If the screw on a screw-gauge is given six rotations, it moves by $$3 \; mm$$ on the main scale. If there are 50 divisions on the circular scale the least count of the screw gauge is:

First, we recall what the pitch of a screw is. The pitch is defined as the linear distance moved by the tip of the screw for one complete rotation of the circular head.

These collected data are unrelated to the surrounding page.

PR #1986, opened 2026-07-13
fix: Claude fix for subtraction

### LINKED ISSUE #1985: bug: reusing a register across two split-assignments (::) in a #[native] function produces an out-of-range register reference in the generated lookup constraint
### Summary

When a `#[native]` function contains two separate split-assignments (`hi::lo = ...`) that write into the *same* high-limb ("overflow") register, the compiled binary's AIR schema contains a lookup constraint whose selector references a register index equal to `numRegisters` for that module (i.e. one past the last valid index). Any code that walks/prints the constraint (e.g. calling `.Lisp()`) panics with an out-of-range index. This was found via `zkc compile --split`, but the bad register reference is baked into the emitted binary constraints, not just the debug-printing path, so it looks like a register-allocation bug rather than a purely cosmetic one.

Using two distinct registers for the two split-assignments (e.g. `overflow1`, `overflow2` instead of reusing `overflow`) avoids the issue entirely, with the same call structure otherwise.

### Environment

- `zkc`/go-corset: local checkout used via `replace` in a downstream Go module (`github.com/LFDT-Lineth/zkc v1.2.20 => ../../go-corset`)
- Compile command: `zkc compile --output out.bin --split repro.zkc`
- Field: default (`KOALABEAR_16`)

### Minimal repro

`repro.zkc`:

```
type tLimb              = u16
type tLimbAddr          = u8
type tWidth             = u64
type tWidthLarge        = u128
const nbLimbs:tLimbAddr = 4

memory lhs(address:tLimbAddr) -> (limb:tLimb)
memory rhs(address:tLimbAddr) -> (limb:tLimb)
memory mod(address:tLimbAddr) -> (limb:tLimb)
memory res(address:tLimbAddr) -> (limb:tLimb)

pub input in_lhs(address:tLimbAddr) -> (limb:tLimb)
pub input in_rhs(address:tLimbAddr) -> (limb:tLimb)
pub input in_mod(address:tLimbAddr) -> (limb:tLimb)
pub input in_res(address:tLimbAddr) -> (limb:tLimb)

fn main<lhs,rhs, mod, res>() {
    var i:tLimbAddr
    for i = 0; i < nbLimbs; i = i + 1 {
        lhs[i] = in_lhs[i]
        rhs[i] = in_rhs[i]
        mod[i] = in_mod[i]
    }
    mulmod_64()
}

#[native]
fn mulmod_64<lhs,rhs,mod,res>() {
    var lhsL:tWidth = lhs[0]::lhs[1]::lhs[2]::lhs[3]
    var rhsL:tWidth = rhs[0]::rhs[1]::rhs[2]::rhs[3]
    var modL:tWidth = mod[0]::mod[1]::mod[2]::mod[3]

    var product:tWidthLarge = (lhsL as tWidthLarge) * (rhsL as tWidthLarge)

    var overflow:tWidth
    var quotient:tWidth
    overflow::quotient = product / (modL as tWidthLarge)

    var remainder:tWidth
    // Reusing `overflow` here (instead of a fresh register) triggers the bug.
    overflow::remainder = product - ((quotient as tWidthLarge) * (modL as tWidthLarge))

    var res0:tLimb
    var res1:tLimb
    var res2:tLimb
    var res3:tLimb
    res0::res1::res2::res3 = remainder
    res[0] = res0
    res[1] = res1
    res[2] = res2
    res[3] = res3
}
```

Compile:

```sh
zkc compile --output repro.bin --split repro.zkc
```

Compilation itself succeeds without error or warning.

Then, a small Go program that just deserializes the binary and prints each AIR constraint (no downstream tooling involved):

```go
package main

import (
	"fmt"
	"os"

	"github.com/LFDT-Lineth/zkc/pkg/util/field/koalabear"
	"github.com/LFDT-Lineth/zkc/pkg/zkc/constraints"
)

func main() {
	data, err := os.ReadFile(os.Args[1])
	if err != nil {
		panic(err)
	}
	var binf constraints.BinaryFile[koalabear.Element]
	if err := binf.UnmarshalBinary(data); err != nil {
		panic(err)
	}
	sc := binf.AirConstraints()
	css := sc.Constraints().Collect()
	for i, cs := range css {
		_ = cs.Lisp(&sc).String(false)
		_ = i
	}
	fmt.Println("done")
}
```

```sh
go run . repro.bin
```

### Actual result

```
panic: runtime error: index out of range [876] with length 875

goroutine 1 [running]:
github.com/LFDT-Lineth/zkc/pkg/schema.(*Table[...]).Register(...)
	pkg/schema/module.go:227
github.com/LFDT-Lineth/zkc/pkg/ir/term.(*RegisterAccess[...]).Lisp(...)
	pkg/ir/term/register_access.go:168
github.com/LFDT-Lineth/zkc/pkg/schema/constraint/lookup.(*Vector[...]).Lisp(...)
	pkg/schema/constraint/lookup/vector.go:113
github.com/LFDT-Lineth/zkc/pkg/schema/constraint/lookup.Constraint[...].Lisp(...)
	pkg/schema/constraint/lookup/constraint.go:176
github.com/LFDT-Lineth/zkc/pkg/ir/air.Air[...].Lisp(...)
	pkg/ir/air/constraint.go:169
```

The panicking constraint is a lookup constraint whose target module is `mulmod_64`, and whose selector is a `RegisterAccess` pointing at register index `numRegisters` for that module (one past the last valid register index — off by exactly 1). `mulmod_64`'s module reports `875` registers (valid indices `0..874`), but the selector references index `876`.

### Expected result

Either:
- Compilation should reject reusing a register across two split-assignments within the same native function (clear compile-time error), or
- Register allocation/lookup-constraint generation should not produce an out-of-range register reference — the generated constraints should be internally consistent with the module's register count regardless of register reuse.

### Notes / isolation

- This reproduces purely by deserializing the compiled binary and calling `.Lisp()` on the AIR constraints — no downstream driver code is involved.
- The number of call sites of `mulmod_64()` (one vs. two) does not affect reproduction; the trigger is specifically reusing one register (`overflow`) as the discarded high limb of two separate split-assignments within the native function body.
- Compiling the same program but with two distinct registers (e.g. `overflow1` for the quotient split and `overflow2` for the remainder split) compiles and prints cleanly with no panic, with everything else identical.
- Because the bad register index is present in the emitted binary constraints file (not just recomputed each time `--air` is requested from source), this looks like a genuine register-allocation/lookup-generation bug in the compiler rather than a printing-only issue, and may affect soundness of the resulting constraint system, not just diagnostics.

OlivierBBB:
Claude generated PR summary

# Summary

zkc exec --split on a small field (e.g. KOALABEAR_16) produced bit overflow errors for chained subtractions and for
division. Two independent bugs in the bytecode interpreter path were responsible; both are fixed.

```bash
# before: both errored with "bit overflow"
zkc exec --field KOALABEAR_16 --split break.json   break.zkc     # division
zkc exec --field KOALABEAR_16 --split break_2.json break_2.zkc   # x - y - z
```

```bash
#after
break.zkc   → out = 0x00001234
break_2.zkc → out = 0x00007ffe
```

##  Bug 1 — split subtraction borrow

Split subtraction reused addition's carry mechanism, storing the two's-complement sign-extension bits of a (possibly
negative) chunk result as the "borrow". That only equals the true borrow for a single-bit borrow (one subtrahend).
A chained subtraction (a - b - c) can borrow more than one 2^regWidth unit, so the next limb went out of range.
Division is affected because it lowers to x - q·y - r (a chained subtraction into a u0 assert register).

Fix: new pre-split pass DecomposeSubtractions rewrites any to-be-split subtraction with ≥2 negative terms into a
chain of single-negative-term subtractions, each of which splits with a correct 1-bit borrow. It only touches
subtractions wide enough to actually be split, so small wrapping subtractions keep their two's-complement semantics.

##  Bug 2 — multi-limb DIV_HINT operand order

DIV_HINT read/wrote multi-limb operands least-significant-limb-first, but the splitter lays limbs out big-endian
(most-significant limb at the lowest register index). So dividend/quotient/remainder came out limb-swapped once an
operand spanned more than one limb.

Fix: loadHintOperand / storeHintResult now iterate big-endian, matching the splitter's layout. Single-limb (unsplit)
behaviour is unchanged.

# Changes

- pkg/zkc/vm/internal/transform/decompose_subtraction.go — new pass
- pkg/zkc/vm/transform.go, pkg/zkc/compiler/codegen/compile.go — wrapper + wiring (before SplitRegisters)
- pkg/zkc/vm/internal/interpreter/interpreter.go — hint limb order
- pkg/test/zkc_unit_test.go + testdata/zkc/unit/{sub_01,div_06}.* — regression tests

# Tests

make zkc-test passes (0 failures). New tests run the bytecode interpreter only, because the constraint and gogen
paths do not yet support split subtract-with-borrow / multi-limb hints — a pre-existing limitation already noted for
basic_45 ("TODO: subtract with borrow"). Extending those paths is left as follow-up.


pkg/zkc/vm/internal/transform/decompose_subtraction.go
```diff
@@ -0,0 +1,149 @@
...
+	"github.com/LFDT-Lineth/zkc/pkg/zkc/vm/internal/word"
+)
+
+// DecomposeSubtractions rewrites every integer subtraction having more than one
+// "negative term" (i.e. more than one subtrahend register, or a subtrahend plus
+// a non-zero constant) into a chain of subtractions, each having exactly one
+// negative term.  For example (all u32):
+//
+//	z = x - y - w        =>   t = x - y ; z = t - w
+//	z = x - y - w - 1    =>   t0 = x - y ; t1 = t0 - w ; z = t1 - 1
```
OlivierBBB, line 31: ### Finding 6 — evaluated "sum-then-subtract" alternative to decomposition (REJECTED on measurement)

Question raised: the current fix decomposes `a - b - c - d` into a left-to-right chain
`t0 = a-b ; t1 = t0-c ; z = t1-d`, creating n−1 intermediate registers (each a trace
column). Proposed alternative: sum all subtrahends (+const) with ONE addition, then a single
subtraction — `s = b+c+d ; z = a-s`. Rationale: addition splits with just a carry, not a
chain, and `a - s` is single-subtrahend (1-bit borrow, already handled).

Measured register count of `main` (KOALABEAR_16, --split, after SplitRegisters, before range
constraints) for `out = in0 - in1 - ... ` with N subtrahends, via a temporary ZKC_DUMP hook:

```
| N subtrahends | decomposition (shipped) | sum-then-subtract |
|---------------|-------------------------|-------------------|
| 2             | **16**                  | 20                |
| 3             | **22**                  | 23                |
| 4             | 28                      | **26**            |
| 5             | 34                      | **29**            |
| 6             | 40                      | **32**            |
| 7             | 46                      | **35**            |
| 8             | 52                      | **38**            |
| 16            | 100                     | **62**            |
```

Reference points: a pure ADD of 5 addends adds only **1** computed register (one carry);
a single `a - b` (u32) is 10 registers total.

Interpretation:
- Decomposition grows ~linearly (~6N): each step adds a narrow (operand-width) 2-limb temp
  plus a borrow.
- Sum-then-subtract has a lower slope but higher constant: the sum `s = Σsub` is *wider* than
  the operands (e.g. b+c of two u32 needs 33 bits → 3 limbs) and needs its own carries, so for
  small N it costs MORE than decomposition's narrow temps. Crossover is ~N=3–4.
- **Common case is N=2** (division lowers to `z0 = x - q*y - r` and `z1 = y - r - w - 1`;
  typical user subtractions are 2 terms). There decomposition is *smaller* (16 vs 20).

**Decision: keep the decomposition.** Per the "only switch if it saves registers" criterion,
sum-then-subtract does not save for the realistic workload (it regresses N=2). It would only
help for many-subtrahend subtractions, which are rare. Reverted the experimental
sum-then-subtract implementation; shipped code remains the left-to-right decomposition.

If a future workload is dominated by high-arity subtractions, revisit: a *hybrid* (sum-then-
subtract only when N is large) would capture the tail without regressing N=2, at the cost of
extra complexity.

DavePearce:
Completed as part of other PRs.

PR #1993, opened 2026-07-16
feat: support bytecode validation

### LINKED ISSUE #1991: feat: support bytecode validation checks
# Summary

The purpose of bytecode validation is to provide checks which ensure every bytecode is valid within the given environment after the various transforms have been applied.  Specifically, to check any bytecode specific invariants (e.g. that source registers are valid, widths all make sense, etc).

DavePearce:
This adds support for validating the bytecode program at the end of code generation.  This is to catch any malformed bytecodes before the program is passed into subsequent phases.


letypequividelespoubelles (approved):
LGTM

PR #1998, opened 2026-07-17
fix: subtract with borrow

### LINKED ISSUE #1766: Create new "borrow substraction" vm instruction
So, at the moment, its pretty unpleasant in terms of the number of registers being created.  This is really coming from limitations in the `vm` instruction set.  For example, we should have an instruction "subtract with borrow" which allows us to do the subtraction directly rather than shifting it right by 1.  Also, better support for constants, no need for cast instructions, etc.

_Originally posted by @DavePearce in https://github.com/Consensys/go-corset/pull/1750#discussion_r3231521477_

DavePearce:
This puts through various fixes for the "subtract with borrow" semantics, and also refactors `split.Addition` and `split.Concat`.


pkg/test/zkc_bench_test.go
```diff
@@ -37,15 +37,16 @@ func Test_ZkcBench_FastPow(t *testing.T) {
 }
 
 func Test_ZkcBench_Gcd(t *testing.T) {
-	checkZkcBench(t, "zkc/bench/gcd", DEFAULT_BENCH_CONFIG.GoGen(false))
+	checkZkcBench(t, "zkc/bench/gcd", DEFAULT_BENCH_CONFIG)
 }
 
 func Test_ZkcBench_Fnv1aHash(t *testing.T) {
-	checkZkcBench(t, "zkc/bench/fnv1a_hash", DEFAULT_BENCH_CONFIG.Constraints(false))
+	// TODO: unknown error
```
letypequividelespoubelles: there is an error ? But the test is still running wo CI failure ? I don't understand the TODO

pkg/test/zkc_bench_test.go
```diff
@@ -82,33 +83,34 @@ func Test_ZkcBench_Poseidon_U32_Small(t *testing.T) {
...
 		Splitting(false).Constraints(false).GoGen(false))
 }
-func Test_ZkcBench_Poseidon_U32_Big(t *testing.T) {
-	// TODO: investigate test failures
-	checkZkcBench(t, "zkc/bench/poseidon/test/u32/poseidon_zeros_big_01", DEFAULT_BENCH_CONFIG.
-		Splitting(false).Constraints(false).GoGen(false))
-}
+
+// func Test_ZkcBench_Poseidon_U32_Big(t *testing.T) {
+// 	// TODO: investigate test failures
```
letypequividelespoubelles: please open issues to not forget the TODOs ...

letypequividelespoubelles (commented):
LGTM

pkg/test/zkc_bench_test.go
DavePearce: It was a problem which was fixed, and I should have removed the `TODO`.  Done now.

pkg/test/zkc_bench_test.go
DavePearce: Ok, I have updated this to refer to #2005 which is an active issue / PR.

gbotrel (approved):

PR #2001, opened 2026-07-17
feat: optimize and or xor

### LINKED ISSUE #1747: ref tables for AND / XOR / OR
Currently the zkc constraints generates a cascade of module AND_64 -> AND_32 -> AND_16 -> AND_8 -> AND_4 -> AND_2 -> AND_1 which creates a lot of tiny modules. We should be able to (dynamically, at compile time) stop before reaching U1)

### LINKED ISSUE #1877: inefficiencies in bitwise operation lowering and register splitting
Let's assume we're in `KOALABEAR_16`, and we perform a  `a:u32 & b:u32` operation in `main`.
It will create :
- `a:u32` is plited in two registers
- `main` is calling `and_u32`
- `and_u32` is splitting `in_1` and `in_2` in two `u16` registers to call two times `and_u16`

It would make more sense to call directly `and_u16` on each sub registers of main. Impact:
- no `and_u32` modules (saves 6 splitted registers + lookups and inner constraints)
- 1 more flag on `main`(two lookups instead of one)
- no change for `and_u16`

It seems a clear win.

letypequividelespoubelles:


pkg/zkc/vm/internal/transform/split/bitwise.go
```diff
@@ -123,7 +123,10 @@ func newOrBytecode[W word.Word[W]](bitwidth uint, target RegisterId, sources ...
 
 func newXorBytecode[W word.Word[W]](bitwidth uint, target RegisterId, sources ...RegisterId) Bytecode[W] {
 	if len(sources) != 2 {
-		return bytecode.NewBitwise[W](bytecode.OP_NOT, target, sources[0], sources[0], util.Cast[uint16](bitwidth))
+		// Surplus limb of the wider operand: the narrower operand contributes a
```
DavePearce, line 126: Interesting --- good find

pkg/cmd/zkc/root.go
```diff
@@ -110,7 +110,7 @@ func GetBuildConfig[F field.Element[F]](cmd *cobra.Command, field field.Config)
 	build.config = codegen.DEFAULT_CONFIG.
 		Inlining(GetFlag(cmd, "inline")).
 		FastMode(fastMode).
-		MaxStaticDepth(GetUint(cmd, "max_static_depth")).
+		MaxStaticDepth(GetUint(cmd, "max-static-depth")).
```
DavePearce, line 113: Thank you

DavePearce (approved):
Yeah, Looks Good.  I got quite confused for a moment, as I was wondering why we didn't have any lookups being generated.  But, of course, that is because there are no lookups generated for read/write!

According to the data given, six complete rotations of the screw make the tip advance through a distance of $$3\; \text{mm}$$ on the main scale. Hence, the pitch can be found by dividing the total linear movement by the number of rotations:

$$\text{Pitch} \;=\; \frac{\text{Total linear advance}}{\text{Number of rotations}}$$

Substituting the numbers, we get

$$\text{Pitch} \;=\; \frac{3\;\text{mm}}{6}$$

Simplifying the fraction,

$$\text{Pitch} \;=\; 0.5\;\text{mm}$$

Now we state the formula for the least count (L.C.) of a screw-gauge. The least count is the smallest length that can be measured with the instrument and is given by

$$\text{Least Count} \;=\; \frac{\text{Pitch}}{\text{Number of divisions on the circular scale}}$$

We have already found the pitch to be $$0.5\;\text{mm}$$, and we are told that the circular scale possesses $$50$$ equal divisions. Substituting these values into the formula, we obtain

$$\text{Least Count} \;=\; \frac{0.5\;\text{mm}}{50}$$

Carrying out the division gives

$$\text{Least Count} \;=\; 0.01\;\text{mm}$$

Usually, we may also wish to express the least count in centimetres for comparison with the answers listed. Since $$1\;\text{mm} \;=\; 0.1\;\text{cm},$$ we multiply $$0.01\;\text{mm}$$ by $$0.1$$ to convert the unit:

$$0.01\;\text{mm} \;=\; 0.01 \times 0.1\;\text{cm} \;=\; 0.001\;\text{cm}$$

Looking at the options, the value $$0.001\;\text{cm}$$ matches Option A.

Hence, the correct answer is Option A.